EXERCISE GOAL: Each record must be printed again exactly as it appears.

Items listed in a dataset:
☆ ☆ ☆ ☆ ☆

PR #1068, opened 2025-09-08
fix: rakefile and Readme file

### LINKED ISSUE #1039: Not able to generate implementation-specific spec
**Describe the bug**
`./do gen:arch[rv32]`
This command does not create any files in gen folder.

**To Reproduce**
1. Run './do gen:arch[rv32]'

None

**Screenshots**

Image

**Additional context**
Run command is taken from https://github.com/riscv-software-src/riscv-unified-db/blob/main/README.adoc

ShashankVM:
Fixes #1039

### DIFF
--- a/Rakefile
+++ b/Rakefile
@@ -84,9 +84,9 @@ namespace :gen do
   desc "Resolve the configuration CFG in arch/, and write it to gen/resolved_arch/<CFG>. Default CFG is the standard, \"_\"."
   task "resolved_arch" do
     cfg = ENV["CFG"]
-      if cfg.nil?
-        cfg = "_"
-      end
+    if cfg.nil?
+      cfg = "_"
+    end
     $resolver.cfg_arch_for(cfg)
   end
 end


dhower-qc:
Hmm. I see what you are saying, and it makes sense.

That said, it's not how things are currently working. The resolution step:

1. Applies an overlay, if used
2. Performs the `$inherits` YAML operator

`1.` is why you sometimes need to specify a config, since that's where an overlay gets specified.

The actual replacement of MXLEN with the MXLEN parameter happens when the resolved config is read/interpreted by the Ruby view.

Getting it to do more at resolution is a very big change. We should avoid that.

Perhaps we just want to rename some things to make it clearer what is happening. Like changing the command so its:

```bash
./do gen:resolved_arch USE_OVERLAY_FROM_CFG=example_rv64_with_overlay
```

Or something.

Rakefile
```diff
@@ -81,10 +81,15 @@ namespace :gen do
     end
   end
 
-  desc "Resolve the standard in arch/, and write it to gen/resolved_arch/_"
-  task "resolved_arch" do
-    $resolver.cfg_arch_for("_")
-  end
+desc "Resolve the configuration CFG in arch/, and write it to gen/resolved_arch/<CFG>. Default CFG is the standard, \"_\"."
+   task "resolved_arch" do
+     $resolver.cfg_arch_for("_")
```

☆ ☆ ☆ ☆ ☆

RESULT BELOW:
PR #1068, opened 2025-09-08
fix: rakefile and Readme file

### LINKED ISSUE #1039: Not able to generate implementation-specific spec
**Describe the bug**
`./do gen:arch[rv32]`
This command does not create any files in gen folder.

**To Reproduce**
1. Run './do gen:arch[rv32]'

None

**Screenshots**

Image

**Additional context**
Run command is taken from https://github.com/riscv-software-src/riscv-unified-db/blob/main/README.adoc

ShashankVM:
Fixes #1039

### DIFF
--- a/Rakefile
+++ b/Rakefile
@@ -84,9 +84,9 @@ namespace :gen do
   desc "Resolve the configuration CFG in arch/, and write it to gen/resolved_arch/<CFG>. Default CFG is the standard, \"_\"."
   task "resolved_arch" do
     cfg = ENV["CFG"]
-      if cfg.nil?
-        cfg = "_"
-      end
+    if cfg.nil?
+      cfg = "_"
+    end
     $resolver.cfg_arch_for(cfg)
   end
 end


dhower-qc:
Hmm. I see what you are saying, and it makes sense.

That said, it's not how things are currently working. The resolution step:

1. Applies an overlay, if used
2. Performs the `$inherits` YAML operator

`1.` is why you sometimes need to specify a config, since that's where an overlay gets specified.

The actual replacement of MXLEN with the MXLEN parameter happens when the resolved config is read/interpreted by the Ruby view.

Getting it to do more at resolution is a very big change. We should avoid that.

Perhaps we just want to rename some things to make it clearer what is happening. Like changing the command so its:

```bash
./do gen:resolved_arch USE_OVERLAY_FROM_CFG=example_rv64_with_overlay
```

Or something.

Rakefile
```diff
@@ -81,10 +81,15 @@ namespace :gen do
     end
   end
 
-  desc "Resolve the standard in arch/, and write it to gen/resolved_arch/_"
-  task "resolved_arch" do
-    $resolver.cfg_arch_for("_")
-  end
+desc "Resolve the configuration CFG in arch/, and write it to gen/resolved_arch/<CFG>. Default CFG is the standard, \"_\"."
+   task "resolved_arch" do
+     $resolver.cfg_arch_for("_")
```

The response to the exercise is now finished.